** PROMPT **
Your answer should be every line of the entries that has the string "does" in it.
THE RECORDS START
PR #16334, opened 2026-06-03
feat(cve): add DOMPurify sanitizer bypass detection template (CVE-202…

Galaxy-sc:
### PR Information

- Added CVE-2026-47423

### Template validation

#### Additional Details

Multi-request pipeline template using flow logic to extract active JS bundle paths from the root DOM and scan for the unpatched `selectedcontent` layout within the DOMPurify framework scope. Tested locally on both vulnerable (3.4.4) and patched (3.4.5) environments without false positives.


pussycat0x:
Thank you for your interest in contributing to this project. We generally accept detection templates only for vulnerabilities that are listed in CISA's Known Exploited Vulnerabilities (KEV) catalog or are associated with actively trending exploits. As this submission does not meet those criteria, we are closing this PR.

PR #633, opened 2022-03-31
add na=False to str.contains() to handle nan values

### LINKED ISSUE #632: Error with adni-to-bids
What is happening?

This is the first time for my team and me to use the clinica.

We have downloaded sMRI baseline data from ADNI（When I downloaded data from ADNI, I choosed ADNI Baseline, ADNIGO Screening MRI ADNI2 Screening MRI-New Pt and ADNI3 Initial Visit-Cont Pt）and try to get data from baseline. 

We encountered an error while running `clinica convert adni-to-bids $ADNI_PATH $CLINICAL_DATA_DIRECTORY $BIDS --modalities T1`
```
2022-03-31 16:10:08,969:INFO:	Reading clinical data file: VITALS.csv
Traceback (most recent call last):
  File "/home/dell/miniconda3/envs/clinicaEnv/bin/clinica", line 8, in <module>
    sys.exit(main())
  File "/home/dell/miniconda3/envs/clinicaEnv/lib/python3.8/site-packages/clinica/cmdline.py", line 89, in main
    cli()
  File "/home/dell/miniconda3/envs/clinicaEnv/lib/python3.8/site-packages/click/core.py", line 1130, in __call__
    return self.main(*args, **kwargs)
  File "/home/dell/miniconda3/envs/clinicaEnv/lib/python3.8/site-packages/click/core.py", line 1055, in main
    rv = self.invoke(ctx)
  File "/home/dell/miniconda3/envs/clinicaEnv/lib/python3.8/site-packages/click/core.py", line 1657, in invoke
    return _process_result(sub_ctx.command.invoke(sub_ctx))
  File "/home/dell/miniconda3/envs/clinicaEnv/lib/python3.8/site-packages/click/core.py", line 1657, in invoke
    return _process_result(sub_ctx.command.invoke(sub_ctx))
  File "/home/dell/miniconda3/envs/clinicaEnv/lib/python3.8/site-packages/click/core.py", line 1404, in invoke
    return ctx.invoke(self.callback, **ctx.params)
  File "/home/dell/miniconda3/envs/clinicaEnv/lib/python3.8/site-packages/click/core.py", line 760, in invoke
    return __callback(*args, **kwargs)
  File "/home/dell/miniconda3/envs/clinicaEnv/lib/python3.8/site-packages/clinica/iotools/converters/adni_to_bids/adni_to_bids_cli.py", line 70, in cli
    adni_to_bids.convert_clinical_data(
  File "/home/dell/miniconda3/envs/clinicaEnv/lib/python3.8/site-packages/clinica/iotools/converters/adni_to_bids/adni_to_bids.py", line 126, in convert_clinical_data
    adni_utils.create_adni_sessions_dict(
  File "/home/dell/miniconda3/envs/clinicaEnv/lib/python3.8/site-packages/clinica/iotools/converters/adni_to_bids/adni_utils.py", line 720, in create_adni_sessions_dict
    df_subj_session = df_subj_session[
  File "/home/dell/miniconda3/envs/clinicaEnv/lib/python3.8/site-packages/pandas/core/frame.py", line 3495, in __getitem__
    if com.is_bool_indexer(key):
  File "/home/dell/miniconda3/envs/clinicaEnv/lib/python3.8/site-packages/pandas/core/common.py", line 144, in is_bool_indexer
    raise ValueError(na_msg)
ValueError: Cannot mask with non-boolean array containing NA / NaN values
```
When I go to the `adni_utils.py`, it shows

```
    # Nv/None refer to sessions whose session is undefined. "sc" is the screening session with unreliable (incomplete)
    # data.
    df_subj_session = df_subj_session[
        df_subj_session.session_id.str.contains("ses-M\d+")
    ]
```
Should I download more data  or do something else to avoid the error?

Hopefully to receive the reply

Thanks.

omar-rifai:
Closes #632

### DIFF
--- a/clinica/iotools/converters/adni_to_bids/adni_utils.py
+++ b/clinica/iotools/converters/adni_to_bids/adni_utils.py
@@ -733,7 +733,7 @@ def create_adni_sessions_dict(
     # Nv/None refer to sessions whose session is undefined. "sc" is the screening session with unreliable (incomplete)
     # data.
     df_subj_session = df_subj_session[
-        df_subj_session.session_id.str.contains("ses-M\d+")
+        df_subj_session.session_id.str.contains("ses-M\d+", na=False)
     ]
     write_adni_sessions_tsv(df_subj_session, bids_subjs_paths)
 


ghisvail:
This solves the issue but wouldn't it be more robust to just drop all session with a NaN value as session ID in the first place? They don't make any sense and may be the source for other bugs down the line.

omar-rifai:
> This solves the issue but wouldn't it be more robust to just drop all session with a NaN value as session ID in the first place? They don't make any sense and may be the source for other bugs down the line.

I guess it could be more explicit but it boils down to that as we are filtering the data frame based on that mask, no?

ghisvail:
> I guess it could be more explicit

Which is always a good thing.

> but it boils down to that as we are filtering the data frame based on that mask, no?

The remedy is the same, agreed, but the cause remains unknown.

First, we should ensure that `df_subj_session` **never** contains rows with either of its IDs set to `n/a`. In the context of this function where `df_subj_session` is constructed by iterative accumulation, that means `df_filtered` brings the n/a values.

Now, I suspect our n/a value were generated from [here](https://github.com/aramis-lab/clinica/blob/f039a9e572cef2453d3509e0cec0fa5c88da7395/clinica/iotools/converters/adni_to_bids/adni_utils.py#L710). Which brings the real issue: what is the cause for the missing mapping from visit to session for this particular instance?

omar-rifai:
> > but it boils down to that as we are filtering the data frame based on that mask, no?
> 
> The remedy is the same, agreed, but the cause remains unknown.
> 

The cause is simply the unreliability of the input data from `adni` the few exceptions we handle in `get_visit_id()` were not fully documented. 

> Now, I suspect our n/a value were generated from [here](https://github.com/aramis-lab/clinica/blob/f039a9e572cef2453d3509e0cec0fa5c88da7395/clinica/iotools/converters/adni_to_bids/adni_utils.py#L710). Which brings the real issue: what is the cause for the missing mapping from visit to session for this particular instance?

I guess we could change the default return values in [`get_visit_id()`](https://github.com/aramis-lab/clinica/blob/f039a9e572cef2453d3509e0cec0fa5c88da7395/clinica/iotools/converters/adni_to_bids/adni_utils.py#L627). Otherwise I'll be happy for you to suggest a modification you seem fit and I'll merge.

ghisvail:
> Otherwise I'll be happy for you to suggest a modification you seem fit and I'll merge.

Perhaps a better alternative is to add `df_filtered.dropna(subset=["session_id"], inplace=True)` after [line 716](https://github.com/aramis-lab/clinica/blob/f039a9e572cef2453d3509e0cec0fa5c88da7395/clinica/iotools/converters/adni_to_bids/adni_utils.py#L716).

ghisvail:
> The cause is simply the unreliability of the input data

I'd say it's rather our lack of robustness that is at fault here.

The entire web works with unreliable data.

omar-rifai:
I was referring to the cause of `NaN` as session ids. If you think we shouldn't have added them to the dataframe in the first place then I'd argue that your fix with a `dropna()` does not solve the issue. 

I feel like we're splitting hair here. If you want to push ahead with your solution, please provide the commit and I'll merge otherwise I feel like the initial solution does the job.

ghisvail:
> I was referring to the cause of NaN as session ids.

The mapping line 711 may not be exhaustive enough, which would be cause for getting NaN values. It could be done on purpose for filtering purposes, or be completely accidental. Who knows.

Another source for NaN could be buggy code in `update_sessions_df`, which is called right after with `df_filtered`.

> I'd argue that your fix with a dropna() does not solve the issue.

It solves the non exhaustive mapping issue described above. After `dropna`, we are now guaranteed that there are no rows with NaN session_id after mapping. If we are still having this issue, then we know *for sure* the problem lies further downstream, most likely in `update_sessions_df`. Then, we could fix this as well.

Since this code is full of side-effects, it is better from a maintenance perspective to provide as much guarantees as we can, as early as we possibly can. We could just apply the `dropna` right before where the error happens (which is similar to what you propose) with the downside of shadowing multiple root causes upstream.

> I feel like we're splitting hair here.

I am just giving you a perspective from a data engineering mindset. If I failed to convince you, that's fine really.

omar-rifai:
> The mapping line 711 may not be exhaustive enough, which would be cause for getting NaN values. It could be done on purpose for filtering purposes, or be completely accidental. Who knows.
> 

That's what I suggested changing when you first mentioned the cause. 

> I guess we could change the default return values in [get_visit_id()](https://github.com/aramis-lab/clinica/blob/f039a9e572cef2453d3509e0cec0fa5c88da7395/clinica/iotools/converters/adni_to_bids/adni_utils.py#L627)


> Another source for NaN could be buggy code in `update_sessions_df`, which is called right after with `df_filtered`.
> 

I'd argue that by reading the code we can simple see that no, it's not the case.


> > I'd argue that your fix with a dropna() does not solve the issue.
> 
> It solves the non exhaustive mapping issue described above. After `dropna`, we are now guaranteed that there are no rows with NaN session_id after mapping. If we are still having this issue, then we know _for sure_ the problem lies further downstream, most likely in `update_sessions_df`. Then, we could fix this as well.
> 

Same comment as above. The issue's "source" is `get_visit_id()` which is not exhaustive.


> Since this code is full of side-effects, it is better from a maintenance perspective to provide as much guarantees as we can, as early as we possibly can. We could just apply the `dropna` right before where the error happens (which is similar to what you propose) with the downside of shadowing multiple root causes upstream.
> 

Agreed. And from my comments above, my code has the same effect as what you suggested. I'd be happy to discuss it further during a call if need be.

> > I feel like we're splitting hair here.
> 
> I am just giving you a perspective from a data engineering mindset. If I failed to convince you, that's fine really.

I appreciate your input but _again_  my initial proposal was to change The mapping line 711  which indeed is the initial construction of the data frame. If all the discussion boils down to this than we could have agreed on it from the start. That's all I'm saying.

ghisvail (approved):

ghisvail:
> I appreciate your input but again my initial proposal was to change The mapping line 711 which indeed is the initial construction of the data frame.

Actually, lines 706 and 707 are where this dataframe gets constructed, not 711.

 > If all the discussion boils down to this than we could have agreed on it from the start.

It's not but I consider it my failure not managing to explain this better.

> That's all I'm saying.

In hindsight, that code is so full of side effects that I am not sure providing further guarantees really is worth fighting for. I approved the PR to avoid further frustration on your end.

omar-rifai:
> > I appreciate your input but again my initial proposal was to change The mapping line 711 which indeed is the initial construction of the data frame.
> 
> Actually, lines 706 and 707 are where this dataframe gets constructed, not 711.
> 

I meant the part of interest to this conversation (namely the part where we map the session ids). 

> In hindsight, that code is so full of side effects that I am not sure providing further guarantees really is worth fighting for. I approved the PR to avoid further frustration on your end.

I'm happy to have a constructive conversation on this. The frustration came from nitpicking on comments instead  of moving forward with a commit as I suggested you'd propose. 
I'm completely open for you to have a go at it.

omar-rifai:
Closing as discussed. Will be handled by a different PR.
THE RECORDS END
THE RECORDS START
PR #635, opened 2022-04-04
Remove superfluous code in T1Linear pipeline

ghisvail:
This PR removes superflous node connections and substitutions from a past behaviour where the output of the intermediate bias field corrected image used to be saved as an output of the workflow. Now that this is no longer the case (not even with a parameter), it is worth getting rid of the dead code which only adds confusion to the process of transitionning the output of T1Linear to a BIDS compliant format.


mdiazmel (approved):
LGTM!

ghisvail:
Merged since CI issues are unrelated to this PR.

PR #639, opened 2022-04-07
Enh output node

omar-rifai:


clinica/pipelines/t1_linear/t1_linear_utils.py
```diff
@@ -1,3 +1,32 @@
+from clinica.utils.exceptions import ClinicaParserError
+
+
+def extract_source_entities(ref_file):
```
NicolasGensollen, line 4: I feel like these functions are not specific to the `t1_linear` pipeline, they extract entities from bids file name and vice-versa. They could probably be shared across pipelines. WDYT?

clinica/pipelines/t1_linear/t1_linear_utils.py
THE RECORDS END
** WRITTEN ANSWER **
Thank you for your interest in contributing to this project. We generally accept detection templates only for vulnerabilities that are listed in CISA's Known Exploited Vulnerabilities (KEV) catalog or are associated with actively trending exploits. As this submission does not meet those criteria, we are closing this PR.
I was referring to the cause of `NaN` as session ids. If you think we shouldn't have added them to the dataframe in the first place then I'd argue that your fix with a `dropna()` does not solve the issue. 
I feel like we're splitting hair here. If you want to push ahead with your solution, please provide the commit and I'll merge otherwise I feel like the initial solution does the job.
> I'd argue that your fix with a dropna() does not solve the issue.
> > I'd argue that your fix with a dropna() does not solve the issue.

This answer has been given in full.